As we will discuss throughout this article, even if the balancing aspects are set aside for a moment, is it really a good idea for a userspace application like a datastore, that generates lots of I/O requests and depends on having them finished in a timely fashion, to always throw requests at the kernel and the layers below as fast as they arrive?
In this two-part article, I will explore the details of Seastar’s Disk I/O Scheduler used in applications like Scylla, commonly referred to as the “I/O Queues” because of its implementation as a set of queues. In this first part, I will discuss the motivations for having an userspace Disk I/O Scheduler in the first place—including a detailed explanation of the problems that led to its implementation and some very simple real life examples for Scylla that demonstrate the problems.
In the next installment, we will look at the design for the current incarnation of the scheduler, the effects of guaranteed fairness among classes, with example usage from ScyllaDB, and future work.
Limiting the number of outstanding requests
Due to its highly parallel nature, Seastar is capable of delivering high numbers of requests per second from the processor side. As much as we would expect the disks to be able to handle all requests as they are generated, that is unfortunately not always the case. In some setups, the common disk latency can become high enough that the requests will pile up somewhere down the I/O stack. Where exactly—if in the physical disk queues, in the kernel block layer, or in the filesystem—is hard to predict. It depends on a confluence of factors related to the specific implementation of each of these components.

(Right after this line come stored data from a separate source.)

PR #53, opened 2020-06-27
Use src layout for package

gaborbernat:
Without this the build name clashes with setuptools build folder, rendering source distributions broken.


gaborbernat:
> Also, maybe I should be the one doing the renaming part of the commit, to keep the git blame. It is basically me everywhere.

I offer almost no value to git blame within OSS. The fact I touched some code two years ago does not mean I'm still willing to invest time in it today. If anything needs to be blamed with OSS your best guess is the current maintainer.

noxfile.py
```diff
@@ -23,7 +23,7 @@ def test(session):
     session.install('.', 'importlib_metadata')
     session.install('pytest', 'pytest-cov', 'pytest-mock')
 
-    session.run('pytest', '--cov',
+    session.run('pytest', '--cov=src',
```
FFY00, line 26: Can we do this on a config instead?

gaborbernat: Considering we'll replace this with tox I'd rather do it there.

FFY00: Why? As I explained, tox is not desirable for distro packagers at the moment. This configuration is something we want to always have, and as such makes more sense to be in a config file rather than passed as an argument.

gaborbernat: I don't think that adds any value considering the coverage will migrate to be driven by tox, so no, not for now.

gaborbernat: Because wasn't before this PR so out of scope.

FFY00: But tox can make use of coverage configuration file, no? If not, why?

But does that queue-waiting matter? The future-promise programming model in Seastar is such that as soon as the I/O finishes, processing will continue, meaning that aside from the increased latency, it is, at least in principle, fine to have them piling up a little.
Regardless of the programming model, queueing those requests in userspace instead of allowing them to sit waiting in a queue below us won’t save us any latency. After all, such requests are queued all the same, and we are just changing in which queue that wait is happening. But if we are certain that a request will just sit in a queue somewhere down the stack without making any progress, here is why it would be much better to queue them ourselves: By doing this we can have a richer processing of those queued I/O requests. For instance:
- We can provide metrics for the application and its users so it knows it should maybe throttle its clients. Clients which are synchronous will automatically be throttled if requests just take longer.
- We can prioritize certain requests and send them at the next opportunity, regardless of how many others we have.
- We can cancel some requests before they had a chance to have any real impact in the layers below us.
Figure 1 shows a top-level diagram of how that is supposed to work. Instead of being sent to the kernel for processing, the requests are sent to the userspace Disk I/O Scheduler that will be able to apply any kind of rich processing that we want.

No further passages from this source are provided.